The gunplay is nothing to sneeze at, either; shooting is delightfully snappy and the variety of weapons is impressive. Even with over fifty different weapons, each has their own carefully designed strengths and weaknesses that ensure every weapon could be someone’s favourite (personally, I’m fond of the kunai).
Of course, a shooter is only as good as its level design, and Immortal Redneck’s dungeons (referred to in-game as pyramids) are randomly generated from a grab-bag of level layouts. While occasionally layouts consist of close-quarters corridor shooting that can feel pretty mindless, Immortal Redneck is at its best in large, open rooms inundated with monsters that require the player to keep a beat on enemy placement as they navigate the arena. Here, the aforementioned platforming actually shines, adding a layer of verticality that allows for more dynamic firefights. You’ll find yourself hopping across moving platforms and being flung from one side of the room to the other on launch pads, all the while gracefully shooting enemies in motion as if you’re performing a most violent ballet.
While the varied enemies are enjoyable shooting targets, an unexpected highlight of Immortal Redneck is the boss battles.
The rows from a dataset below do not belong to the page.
PR #897, opened 2021-10-27
Use the wording 'rayon job' for with_min/max_len

bluss:
Because it depends on scheduling and job size how many jobs are
processed per thread, it seems more consistent to say rayon job here.


cuviper:
Makes sense, thanks!

bors r+

PR #906, opened 2021-12-31
Make dump fn non-generic

kornelski:
Otherwise two versions of the function are needlessly generated.

### DIFF
--- a/rayon-core/src/log.rs
+++ b/rayon-core/src/log.rs
@@ -377,7 +377,7 @@ impl SimulatorState {
         }
     }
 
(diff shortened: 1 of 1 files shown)


cuviper:
How much code size is actually saved here? Trimming two functions down to one seems like an easy win, but it also means we need a full vtable of `Write` functions for each caller type, no? Those may be individually small enough, but I want to check.

kornelski:
cargo bloat shows 2x 3.8KB for `dump`.

kornelski:
I see. I assumed that vtable for Write would be tiny. Thanks for checking this.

Presented with a Zelda-like gravitas, bosses are a stiff challenge that put your reflexes to the test. On more than one occasion I have been on my last legs, both ammo and health-wise, only just managing to defeat a boss by the skin of my teeth. My arm is still sore from how hard I fist-pump when this happens.
True to the all-too-familiar roguelike formula, once you’re dead you’re sent back to the start, cursing the one stray mistake that was your undoing. Thankfully there is progression, coming in the form of a literal skill tree. Operating similarly to upgrading your manor in Rogue Legacy, you can improve your chances in future runs by upgrading damage, defence, run speed (y’know, in case you weren’t fast enough already) and other statistics. While minimal, the upgrade progression is enough to maintain interest from run-to-run and guarantees you’ll start every new run a little stronger and wiser.
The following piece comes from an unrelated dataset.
PR #907, opened 2022-01-04
Address SB/provenance issues found by cargo miri test

saethlin:
I've submitted a few PRs to other libraries to address errors from running `cargo miri test` on them. Not all of the code that Miri rejects as not conforming to Stacked Borrows is necessarily invalid in terms of current rustc+LLVM semantics, but some of it is a little dubious on its own, and also I think it would be really nice for core libraries to be clean against miri so that we can use miri to understand how well people follow the prototype rules without Miri being halted by non-conforming code in dependencies.

To that end, I'm here because I was running `cargo miri test --features=rayon` in the `hashbrown` crate, and I got an error that I could trace back to this crate. Then I started running `cargo miri test` with `MIRIFLAGS="-Zmiri-disable-isolation -Zmiri-tag-raw-pointers"` on this crate's tests, and I found a few things. This PR fixes everything I found. My motivation is a little bit of column A (some of this code is like... maybe let's not do it that way, but also not definitely broken) and a little bit of column B (I got here via another crate's tests).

More interesting are the assortment of classes you can unlock that bestow our favourite redneck with different base weapons, stats and abilities which can grant you with qualities such as limited-time invincibility, an extra jump or even a hookshot – all of which significantly alter the way you tackle the challenges Immortal Redneck’s dungeons have to offer. And with three pyramids to tackle, each containing more difficult enemies, more complex layouts and more daunting bosses than the pyramid preceding, offer it does. A shopkeeper can also be unlocked, who allows you to buy and equip amulets made from blueprints found in dungeons. These can increase your damage or allow you to start from halfway through the pyramid if you don’t want to take it from the top.
Another very roguelike quality of Immortal Redneck is the inclusion of ability scrolls. Found in treasure chests or discarded by enemies, ability scrolls grant you with perks that generally stay with you until the run is over. These abilities range from the good (increasing maximum health), to the double-edged (doing more damage, but being dealt more in turn) to the outright bad (losing all but one of your equipped weapons). It’s a roll of the dice whether any given scroll will be beneficial or not, and frequently they will be the factor that can make or break a run.
Immortal Redneck is peppered with little quality-of-life touches. Enemy presence in the room is represented by a gauge at the top of the screen which depletes per enemy killed. And if you have trouble tracking down that one last enemy to clear the room, before long the game is nice enough to tag the enemy, making it visible through walls.
There are issues that prevent Immortal Redneck from being truly great. Instead of enemies spawning immediately upon entering a room, enemies slowly fade in as you enter the room. This had led to multiple instances of entering a room and seeing the coast is clear before continuing on – only for enemies to spawn in from behind and ambush me. While this may seem like a small issue, having the optimal strategy involve carefully entering each room and waiting for the enemies to spawn in disrupts the breakneck pacing the game establishes.
Unlike the Xbox One, PS4 and PC versions, Immortal Redneck can’t quite make 60 frames per second on the Switch. Despite this, the game runs smoothly and I noticed no hiccups in docked and undocked mode. While the Switch port also sees a visual downgrade compared to the other versions, it’s by no means a deal-breaker; certain visual flourishes are a good trade-off for the portability of the Switch.
Immortal Redneck is not the first indie game to take on the FPS/roguelike hybrid – nor will it be the last. However, Immortal Redneck is a much more refined experience than its contemporaries thanks in full to its tight, frenetic gunplay fundamentals that would make the likes of Duke, Sam and Doom Guy proud.